Russia has confirmed plans for the introduction of grain export quotas in the New Year, along with possible changes to the existing export duty.

The escalation of export restrictions comes as food inflation in Russia runs at a five-year high, and global wheat prices continue to rise in a concerted effort to ration supply.

The new measures are being introduced in a bid to cool inflationary pressures by boosting upcountry stocks and increasing supply to domestic consumers.

The Russian Agriculture Ministry's announcement on Wednesday last week initially led to a degree of market confusion around the actual start date of the proposed quotas, making mention of January.

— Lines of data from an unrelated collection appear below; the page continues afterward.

PR #647, opened 2020-08-24
Two small tweaks

pellaea:
The "Show More" and "Edit" links for the Brief Description on show_name page were not showing up, not sure why.  Anyway, I moved them to beside the section header to be like all the rest of the sections.  Works now.

Also, some error messages on the observation page were white-on-white and thus invisible in the Amanita theme.  Overrode this and made the text black for that one specific case.


JoeCohen:
Thank you! 
I never realized those links were there.

PR #648, opened 2020-08-27
Cleaning up show_species_list page.

pellaea:
1. Removed bulk_editor, as it has not been used since January 2019 and no longer works.

2. Added "download" page to combine all the various ways of downloading names and observations (make_report x 3, print_labels and download_observations).

3. Added "Clear Species List" to allow users to quickly remove all observations from a list.  (Useful for making a general-purpose "clipboard"-type list that can be used to accumulate selected observations, then be cleared so another list of selected observations can be built.)

4. Renamed and rearranged the links in the upper right to be more self-explanatory and easy to understand.

5. Added the remaining functionality from the regular equivalent observation index (the old "Show Observations") 
to this page so that you don't have to click through to "Show Observations" in order to show a map, for example.

6. Fixed and tested the "Set Source" / "Save For Later" feature which has been broken, apparently, for a long time.

7. Added "Add To / Remove From Another List" (from regular observation index) to complete the set of things one can do with the observations in the list: "set source", "clone list", "add/remove from another list", "clear list".

8. Extended SiteData.update_contribution slightly to accept a number of contributions > 1 so that we can continue to use this method with bulk operations.


app/models/species_list.rb
```diff
@@ -109,6 +109,18 @@ def remove_obs_callback(_obs)
...
 
+  def clear
+    num = SpeciesList.connection.select_value(%(
+      SELECT COUNT(observation_id) FROM observations_species_lists
+      WHERE species_list_id = #{id}
+    ))
+    SpeciesList.connection.delete(%(
+      DELETE FROM observations_species_lists
+      WHERE species_list_id = #{id}
+    ))
```
JoeCohen, line 120: Will this work:
```suggestion
(SpeciesList.find(id)).observations.delete_all
```
It generates sql like this:
```sql
DELETE FROM `observations_species_lists` 
WHERE `observations_species_lists`.`species_list_id` = 75375684 
AND `observations_species_lists`.`observation_id` IN (573429226, 1046914674)
```

app/views/species_list/_form_species_lists.html.erb
```diff
@@ -11,7 +11,7 @@
   <% end %>
 
   <% if @checklist && @checklist.any? %>
```
JoeCohen, line 13:
```suggestion
<% if @checklist&.any? %>
```

test/controllers/species_list_controller_test.rb
```diff
@@ -1116,6 +1116,26 @@ def test_make_report
     end
   end
 
+  def test_download
+    spl = species_lists(:one_genus_three_species_list)
+    query = Query.lookup_and_save(:Observation, :in_species_list,
+                                  species_list: spl)
+
+    get_with_dump(:download, id: spl.id)
```
JoeCohen, line 1124:
```suggestion
 get(:download, id: spl.id)
```
My memory is that it was okay to get rid of the `with_dump` methods (because we were't checking the validity of the generated html)

pellaea:
Great, thanks, Joe!  Yes, I was specifically interested in whether I should
be using the path helpers.

I like all but one of your suggestions:

spl.observations.delete_all -- Exactly what I wanted!... Oh wait, but will
it try to destroy the observations? or call any callbacks on every single
observation?  I better check!  That could get super ugly.

get instead of get_with_dump -- Sounds right, I think I remember that
conversation.

obj&.method -- Ah, that's what that means, yes, I like.

# :norobots: no longer used -- I thought so, but they are still there, so
maybe I misremembered... If not used we should actually remove them.  I
tend to just copy what's around in the interests of consistency and
changing as little as possible.  I'll create a small PR that strips out
those # :norobots: comments (and I think there are a couple of others like
:admin: and :login: or something similar).

I don't like the new way to count observations, since it requires two joins
where none are required.  Admittedly this is not a common action, so maybe
"who cares?"  Maybe a compromise, since we already have the species list
(self!):

self.observations.count

I'll check what kind of SQL that executes.  One join would be okay I
suppose.  Certainly easier to read.  I just have to hold my nose since I
don't like not having any idea what's happening under the hood.  But that's
not the Rails Way!  You'd think I'd have gotten over it by now. :)

Thanks again for looking it over, Joe.

JoeCohen:
Thanks Jason! I appreciate the feedback.

1. Re sql vs ActiveRecord. I didn't completely understand the intent, as I
looked only at the diffs, rather than the entirety of the changed files.
Sorry about that.
Maybe

self.observations.delete_all(:nullify)

It shouldn't destroy the observations. And I think it doesn't trigger
callbacks, but the documentation <http://Link> isn't clear about that.

2. Re paths/helpers
With current routing,

redirect_to(action: "show_species_list", id: @species_list)

would be replaced by

redirect_to(species_list_show_species_list_path(@species_list))

which strikes me as hard to understand and ugly.
When SpeciesListController is normalized with new routes, it will end up as

redirect_to(species_list*s*_path(@species_list))

3. Contribution. Given where Nathan is headed with revising Namings,
Contribution would matter only for bragging rights. So maybe in the long
run, Contribution could go away. So maybe you shouldn't worry too much
about it.

On the other hand: (a) Who knows exactly how Namings will end up or when
that work will be finished, and (b) in any event, bragging rights can
motivate some people. (But maybe the wrong people and people game the
system.)

pellaea:
Good point re: contribution points going away.  And amen!  Good riddance.

re: routing explanation -- Thanks!  That's not complicated at all.  Good.

re: SQL queries -- Mostly I was too lazy to look up the Rails way of doing
it and  to make sure it was doing what I intended.  I can take the time
today.  I used to know these things, but I've forgotten most of what I know
about Rails. :(

pellaea:
I bet the decrease in coverage has to do with removing bulk_editor.  I'm pretty sure I've covered every change I made.

JoeCohen:
Maybe we need a new framework: Ruby on SQL

nimmolo:
Sorry it's taken me so long to get to this. I'm overloaded on work right now.

I defer to Joe's very sharp review here.

JoeCohen:
> I bet the decrease in coverage has to do with removing bulk_editor. I'm pretty sure I've covered every change I made.

In general you can find out the details of Coverage change by following the Details link on the GitHub page for the PR.
Screen Shot 2020-08-28 at 16 02 06

That takes you to the Coveralls build page, which should list total # of "new" missed lines with a link to their files.
Screen Shot 2020-08-28 at 16 03 13

Then follow the file links and scroll down to see the "new" missed lines, e.g.:
Screen Shot 2020-08-28 at 16 12 07

"New" means that **the line** is different. I.e., it apply to lines which were previously uncovered and are changed.

pellaea:
Thanks, Joe.  That makes sense.  I moved that method.  Didn't change it,
but it would *look* new.  It's only there for backwards compatibility, but
I'll cover it real quick anyway.  So easy to.

JoeCohen:
To clarify: there are 11 "new" uncovered lines; I included only a few in
the screen shot. Sorry for the confusion.
I'm not implying that you have to cover all of them (some/all were
uncovered before you started),
But if you're interested see
https://coveralls.io/builds/33053468/source?filename=app%2Fcontrollers%2Fspecies_list_controller.rb#L208
and
scroll down.

mo-nathan:
Let me know if you want me to help out with getting the coverage back up.

pellaea:
Thanks, Nathan, that's okay.  I was just starting to look into this
branch.  I'll fix the conflicts, cover new and existing uncovered lines so
I can merge it in the next few days.

I take it there are no objections to the changes I made?

app/controllers/species_list_controller.rb
```diff
@@ -995,44 +926,60 @@ def find_chosen_name(id, alternatives)
...
-                    join: { observations: :names },
-                    where: "rss_logs.observation_id > 0",
-                    limit: 1000
-                  )
-                else
-                  []
-                end
+    return unless query ||= query_from_session
+
+    case query.model.name
```
mo-nathan, line 931: Only the Observation case is covered.  Given the refactor it would be good to get these other cases covered since code varies from case to case.

mo-nathan:
Seem like good changes and the implementation makes sense.  There's a bit more coverage I'd like to see.  Fixed a couple of stray Rubocop whitespace issues.  I haven't seen it working yet, so can't comment on the actual functionality.  However, I'd be comfortable having it merged.

app/models/species_list.rb
pellaea: I'm looking into this.  I'm concerned that it needs to include the full list of observation_ids explicitly.  At very least this will involve an additional query to look up those observation_ids (even thought it is completely unnecessary).  But I'm also concerned that this will trigger multiple callbacks.  I don't feel like this action should result in any callbacks.

pellaea: Doesn't look like it calls any callbacks, which is good.  But I'm still concerned that it has to load all the observations -- and it loads the *entire* observations, not just the ids.  Some species lists are huge.  It would be easy, in fact, to create a list with every observation on MO in it!

It's admittedly less "Railsy" but the SQL is so simple -- and it's a lot clearer to figure out what it actually does!  I don't have to spin up my VM and carefully test it to prove whether it calls callbacks or makes unnecessary expensive queries -- that I personally see no compelling reason not to use it.  It's not like some upgrade to Rails will ever invalidate basic low-level SQL!

JoeCohen: The SQL is best. (I can't find an efficient way to do this with an ActiveRecord query.)

pellaea: Including the rails version in a comment together with summary of this discussion seems to get us the best of both worlds.

PR #649, opened 2020-08-28
Removed :norobots:, :login:, :root: and :prefetch: "directives".

pellaea:
I was going to write a test to use these directives to verify that the login_required filter and others were maintained correctly. But since I didn't and we therefore the directives fell into disuse, they are now more of a liability than a help.


JoeCohen:
Thank you! Looks great.
And you've timed it so that Travis CI passes!

PR #651, opened 2020-08-28
Relax api restrictions

pellaea:
1. Reduces weight given to API requests when calculating rate and load stats for an IP.
2. Treats any request including an API key as logged in (and therefore even more relaxed rate and load restrictions apply).


pellaea:
I don't know what the alleged two codeclimate complexity issues are.  Undoubtedly must be pre-existing problems if they are real.  I'm going to ignore so that I can get this into production sooner than later.

PR #653, opened 2020-08-29
Fix Rails/Date and /TimeZone issues in views

JoeCohen:
RuboCop can't find or fix these because it doesn't examine view files. 

Details at https://www.pivotaltracker.com/story/show/174562904


pellaea:
Looks good to me.  Shall I merge it?

JoeCohen:
Thanks so much for reviewing it!
If you feel like pushing it, please go ahead.
Otherwise, I'll do it in the a.m. (I'm heading to sleep in a few seconds.)

PR #654, opened 2020-08-30
Fixed tiny bug in name description stuff found in the wild.

pellaea:


mo-nathan (approved):
After switching from a case statement to a series of guard clauses, I confirmed that the test fails on current master and succeeds on the branch.  Also checked that there aren't any new rubocop violations added.

pellaea:
Thanks, Nathan.  Not a fan of switch statements? :)

mo-nathan:
> Thanks, Nathan. Not a fan of switch statements? :)

Yeah.  A lot of folks don't like them.  They are kind of verbose for what they do and they tend to lead to more complexity than they are worth.  Guard clauses are much more Ruby-ish and result in both tighter and in my view more readable code.

pellaea:
Ah well, so it goes.  My grand purpose on this earth is apparently to
ensure greater diversity in opinion!  It just sucks always being in the
minority. :)

PR #657, opened 2020-09-02
Fix Articles destroy links

JoeCohen:
Change `Articles` destroy links to buttons

`destroy` links don't work because they require js,
so use button instead.

- Promote and refactor `destroy_button` method
- Use button instead of link to destroy `article`
- Revise GlossaryTermsHelper and view to work with promoted method

Delivers https://www.pivotaltracker.com/story/show/174524961

Suggested manual test script:
- Go into admin mode
- Create an article. 
  Result: The show_article page should have a "Destroy" link
- Click it.
Result: The article should be destroyed.
- Create a GlossaryTerm
  Result: The show_glossary_term page should have a "Destroy Glossary Term" link
- Click it
  Result: The term should be destroyed.

### DIFF
--- a/app/helpers/glossary_terms_helper.rb
+++ b/app/helpers/glossary_terms_helper.rb
@@ -2,11 +2,7 @@
 
 # View Helpers for GlossaryTerms
 module GlossaryTermsHelper
-  def destroy_button(term)
-    button_to(
-      :destroy_glossary_term.t,
-      { action: "destroy", id: term.id },
-      method: :delete, data: { confirm: "Are you sure?" }
-    )
+  def glossary_term_destroy_button(term)
+    destroy_button(object: term, name: :destroy_glossary_term)
   end
 end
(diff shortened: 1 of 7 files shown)


app/helpers/glossary_terms_helper.rb
```diff
@@ -2,11 +2,7 @@
...
 # View Helpers for GlossaryTerms
 module GlossaryTermsHelper
-  def destroy_button(term)
-    button_to(
-      :destroy_glossary_term.t,
-      { action: "destroy", id: term.id },
-      method: :delete, data: { confirm: "Are you sure?" }
-    )
+  def glossary_term_destroy_button(term)
+    destroy_button(object: term, name: :destroy_glossary_term)
```
mo-nathan, line 6: Surprisingly not covered by current tests.

mo-nathan (changes requested):
Functionality and rubocop check out.  Coverage missing for glossary_term_destroy_button.

JoeCohen:
Thanks for the review. I'll take a look at coverage. I'm also surprised
it's not covered.

mo-nathan (approved):
Looks good.  Thanks!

But it is now believed that the finer details of the export restrictions on a range of commodities, including wheat, will be determined in December and announced in January.

The new export quotas are expected to start on February 15, as previously mooted, and run until the end of the 2021-22 marketing year on June 30.

The size of the wheat quota will be determined by two things - final 2021-22 production and the pace of exports in the first six months of the marketing year.

In late October, the Russian government reduced its wheat production estimate to 75 million tonnes, which would be 10 million tonnes lower than last season.

This is broadly in line with market estimates, with Sovecon at 75.5 million tonnes; IKAR in the 75-75.6 million tonne range; and the USDA at 74.5 million tonnes - which is up 2 million tonnes from its October forecast.

In last week's communique, the Russian Agriculture Ministry also stated that the existing floating export duty formula may be modified to impose higher taxes if global wheat prices got close to the US$400 per tonne level.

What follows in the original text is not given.